Work to be completed:
Start at the top line and retype the data exactly through to the end.

········

PR #495, opened 2017-03-25
APEXCORE-682 Fix for getting StramWebServicesInfo when app is launche…

devtagare:
…d from user given path

@PramodSSImmaneni - could you please review and merge

### DIFF
--- a/engine/src/main/java/com/datatorrent/stram/client/StramAgent.java
+++ b/engine/src/main/java/com/datatorrent/stram/client/StramAgent.java
@@ -18,7 +18,6 @@
  */
 package com.datatorrent.stram.client;
 
-import java.io.FileNotFoundException;
 import java.io.IOException;
 import java.util.ArrayList;
 import java.util.Arrays;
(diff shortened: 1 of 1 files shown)


tweise:
LGTM, rebase and merge unless @PramodSSImmaneni has further comments.

engine/src/main/java/com/datatorrent/stram/client/StramAgent.java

········

Reply:
PR #495, opened 2017-03-25
APEXCORE-682 Fix for getting StramWebServicesInfo when app is launche…

devtagare:
…d from user given path

@PramodSSImmaneni - could you please review and merge

### DIFF
--- a/engine/src/main/java/com/datatorrent/stram/client/StramAgent.java
+++ b/engine/src/main/java/com/datatorrent/stram/client/StramAgent.java
@@ -18,7 +18,6 @@
  */
 package com.datatorrent.stram.client;
 
-import java.io.FileNotFoundException;
 import java.io.IOException;
 import java.util.ArrayList;
 import java.util.Arrays;
(diff shortened: 1 of 1 files shown)


tweise:
LGTM, rebase and merge unless @PramodSSImmaneni has further comments.

engine/src/main/java/com/datatorrent/stram/client/StramAgent.java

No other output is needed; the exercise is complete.